Voir : Les accidents de la route en Thaïlande causent 48 décès par jour
Les longs trajets nocturnes, les conducteurs épuisés, les minibus peu réglementés et les autoroutes de montagne dangereuses constituent un cocktail risqué que les visiteurs comprennent rarement avant qu’il ne soit trop tard.
L’accident de Wang Nam Khiao révèle les failles du transport touristique

Accident sur la route de Wang Nam Khiao dans la province de Nakhon Ratchasima (Korat) dans le nord-est de la Thaïlande.
L’accident de Wang Nam Khiao, survenu le 5 janvier, en est un exemple typique.
Une camionnette de transport de passagers non régulière a quitté Pattaya avant l’aube, a parcouru plus de 200 kilomètres, s’est arrêtée brièvement, puis a continué sur l’une des courbes descendantes les plus dangereuses de l’autoroute 304.
Le conducteur a par la suite admis s’être endormi au volant.
Deux passagers sont décédés, quatorze ont été blessés.
Pour les touristes étrangers, ce scénario est profondément troublant, car il semble systématique et non exceptionnel.
Et cela ne concerne pas uniquement les minibus, voir :
Les accidents de bus publics en Thaïlande augmentent de 46,5 %
Minibus non réguliers : des chauffeurs épuisés et peu encadrés

Accident de minibus à Chiang Mai en novembre 2023. Photo : Mgronline
De nombreux visiteurs supposent que les chauffeurs professionnels sont strictement réglementés, bien reposés et surveillés de manière professionnelle.
En réalité, les minibus non réguliers opèrent souvent dans une zone grise : longues heures de travail, salaire lié au nombre de passagers, repos minimal et itinéraires qui incluent certains des terrains les plus dangereux de Thaïlande.
Et c’est sans parler des chauffeurs qui utilisent des drogues comme le Yaba (métamphétamine) pour lutter contre la fatigue.
Les routes de montagne comme l’autoroute 304, en particulier dans des régions telles que Wang Nam Khiao, sont tristement célèbres, même parmi les habitants.
Les virages en descente serrés, les vitesses élevées, les camions lourds et la fatigue se combinent pour former un cocktail mortel.

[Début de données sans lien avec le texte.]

PR #9215, opened 2025-05-23
feat(infra): Use Postgres 17 for dev and test

jamilbk:
Upgrades dev and test envs to use Postgres 17.

Related: #5442

### DIFF
--- a/.github/workflows/_elixir.yml
+++ b/.github/workflows/_elixir.yml
@@ -17,8 +17,6 @@ jobs:
     steps:
       - uses: actions/checkout@11bd71901bbe5b1630ceea73d27597364c9af683 # v4.2.2
       - uses: ./.github/actions/setup-postgres
-        with:
-          version: 15
       - uses: ./.github/actions/setup-elixir
         with:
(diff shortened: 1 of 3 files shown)


.github/workflows/_elixir.yml
```diff
@@ -17,8 +17,6 @@ jobs:
     steps:
       - uses: actions/checkout@11bd71901bbe5b1630ceea73d27597364c9af683 # v4.2.2
       - uses: ./.github/actions/setup-postgres
-        with:
-          version: 15
```
bmanifold, line 21: Does this not need to be set to `17`?

jamilbk: See https://github.com/firezone/firezone/pull/9215/files#diff-f8fd2424a47b785a784bf41d5a10ec7c1ede3071d32e8f15591f4d4640145fdaR5

bmanifold: Ah, ok, I see now.

bmanifold (approved):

Des panneaux d’avertissement existent, mais l’application de la loi, le contrôle de la vitesse et les contrôles de fatigue des conducteurs restent insuffisants.

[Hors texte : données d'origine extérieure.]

PR #9219, opened 2025-05-24
docs: Use clearer descriptions for macOS profile manifest

jamilbk:
Setting some of these like `internetResourceEnabled` may have unintended consequences, so the descriptions are updated to reflect this.

Related: https://github.com/firezone/firezone/pull/9203#discussion_r2105477015

### DIFF
--- a/website/public/policy-templates/macos/profile-manifests/dev.firezone.firezone.plist
+++ b/website/public/policy-templates/macos/profile-manifests/dev.firezone.firezone.plist
@@ -129,7 +129,7 @@ A profile can consist of payloads with different version numbers. For example, c
 			<key>pfm_default</key>
 			<string>https://app.firezone.dev</string>
 			<key>pfm_description</key>
-			<string>The base URL to open when users sign in. The accountSlug will be appended to this. In most cases you shouldn't change this.</string>
+			<string>The base URL to open when users sign in. The accountSlug will be appended to this. In most cases you shouldn't change this. Setting this field will override the user's setting.</string>
 			<key>pfm_name</key>
 			<string>authURL</string>
 			<key>pfm_title</key>
@@ -141,7 +141,7 @@ A profile can consist of payloads with different version numbers. For example, c
 			<key>pfm_default</key>
 			<string>wss://api.firezone.dev</string>
 			<key>pfm_description</key>
-			<string>The control plane WebSocket URL that the network extension connects to. In most cases you shouldn't change this.</string>
+			<string>The control plane WebSocket URL that the network extension connects to. In most cases you shouldn't change this. Setting this field will override the user's setting.</string>
 			<key>pfm_name</key>
 			<string>apiURL</string>
 			<key>pfm_title</key>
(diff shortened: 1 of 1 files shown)


thomaseizinger (approved):
Thank you for updating these!

What about flipping the two "negative" configs to positive like the rest?

`connectOnStart` defaults to true (functionally in the app), so does the update check and the showing of the admin portal link. Why are those two worded as their negative? IMO it would be good to be consistent here.

jamilbk:
> Thank you for updating these!
> 
> What about flipping the two "negative" configs to positive like the rest?

I think some things should default to enabled, and some default to disabled. Given the default state of an unset bool is effectively `false`, the naming reflects that.

> 
> `connectOnStart` defaults to true (functionally in the app)

So for new installs, `connectOnStart` doesn't default to true anymore on Apple platforms. This can be enabled in settings. The old behavior for existing installs was maintained in the migration. Hmm I could see maybe having `disableConnectOnStart` instead of `connectOnStart` but I suppose this can be remedied in a future release, or in the setup flow the users already typically go through when launching the client for the first time.

The naming matches the fact that the default value when bools are unset in the configs is `false`. There is no root `unset` for bools, like there is for strings. This feels intuitive, if I don't set a value, it will default to `false`.

More users have asked for the admin portal link than hiding it, so the naming represents the "if you set this to true" action.

A bit hard to explain now but I can show you in the iMazing editor.

thomaseizinger:
> > What about flipping the two "negative" configs to positive like the rest?
> 
> I think some things should default to enabled, and some default to disabled. Given the default state of an unset bool is effectively `false`, the naming reflects that.

Those are independent though. The default behaviour is decided in the code and what we name the policy is a separate decision.

Tailscale does the same thing: https://tailscale.com/kb/1315/mdm-keys#check-for-updates-automatically-windows

- The config value is worded affirmatively
- The default is "user decides" (but effectively enabled)

I just find negatively worded booleans unnecessarily complicated to reason about. Why do I need to _enable_ a policy, set the value to _true_ in order to _disable_ update checks?

It is much easier to say: Check for updates, yes or no. And we document that the default is yes.

jamilbk:
> > > What about flipping the two "negative" configs to positive like the rest?
> > 
> > 
> > I think some things should default to enabled, and some default to disabled. Given the default state of an unset bool is effectively `false`, the naming reflects that.
> 
> Those are independent though. The default behaviour is decided in the code and what we name the policy is a separate decision.
> 
> Tailscale does the same thing: https://tailscale.com/kb/1315/mdm-keys#check-for-updates-automatically-windows
> 
> * The config value is worded affirmatively
> * The default is "user decides" (but effectively enabled)
> 
> I just find negatively worded booleans unnecessarily complicated to reason about. Why do I need to _enable_ a policy, set the value to _true_ in order to _disable_ update checks?
> 
> It is much easier to say: Check for updates, yes or no. And we document that the default is yes.

I see where you're coming from.

So in our case the admin has tried Firezone already, observes the default behavior, then asks "how do I customize this".

They then start with an empty plist file and start configuring things. To me it is easier to reason about if I know that all flags are default off, and approach each setting from that default state. It seems confusing that leaving a plist value unconfigured would default it to true because that isn't how plist values work.

When doing this in iMazing, the default state of the UI field is the empty state, i.e. false, regardless of what we list as the default there. So the field won't appear checked until I set it.

We can change this but will need to cut new Apple clients (1.5.0?)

Ce que les touristes découvrent trop tard sur les routes thaïlandaises

Touristes sur une moto en Thaïlande. Photo : Nomadtrips
Pour les étrangers, en particulier ceux qui visitent le pays pour la première fois, la prise de conscience arrive tardivement :
La partie la plus dangereuse d’un séjour en Thaïlande n’est peut-être pas la vie nocturne ou les sports d’aventure, mais le trajet entre les différentes destinations.

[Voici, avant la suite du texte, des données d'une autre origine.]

PR #9225, opened 2025-05-24
fix(ci): Fetch latest PR title for pr-lint

jamilbk:
When opening a PR with a lengthy title, the `pr-lint` check will fail. Fixing the title and re-running the check didn't fix it because it was always referencing the original title that triggered the run.

To fix it, we need to fetch the title fresh on each run of the workflow.

### DIFF
--- a/.github/workflows/_static-analysis.yml
+++ b/.github/workflows/_static-analysis.yml
@@ -8,6 +8,8 @@ jobs:
   pr-lint:
     if: github.event_name == 'pull_request'
     runs-on: ubuntu-22.04
+    env:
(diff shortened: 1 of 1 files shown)


thomaseizinger (approved):
Re-running the workflow should be deterministic IMO but I guess in this case, we can make an exception.

Does the `edited` trigger not run a _new_ workflow?

jamilbk:
> Re-running the workflow should be deterministic IMO but I guess in this case, we can make an exception.
> 
> Does the `edited` trigger not run a _new_ workflow?

It does, but the new run's success status doesn't override the old one's failure, so the pr won't merge :-/.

Tant que les heures de travail des conducteurs ne seront pas strictement contrôlées, que les itinéraires dangereux ne seront pas redessinés et que le transport ne sera pas correctement réglementé, le nombre de décès sur les routes continuera de hanter habitants et touristes.
Ce sont eux qui, chaque jour, confient leur vie à ce système.
Et lorsque l’accident implique un véhicule loué et que le voyageur ne dispose pas d’une assurance personnelle solide ou que sa prise en charge est refusée, le drame ne se limite plus aux blessures.
Le cauchemar devient aussi financier : les frais des hôpitaux privés, très élevés, peuvent rapidement atteindre des montants insoutenables pour les étrangers sans assurance.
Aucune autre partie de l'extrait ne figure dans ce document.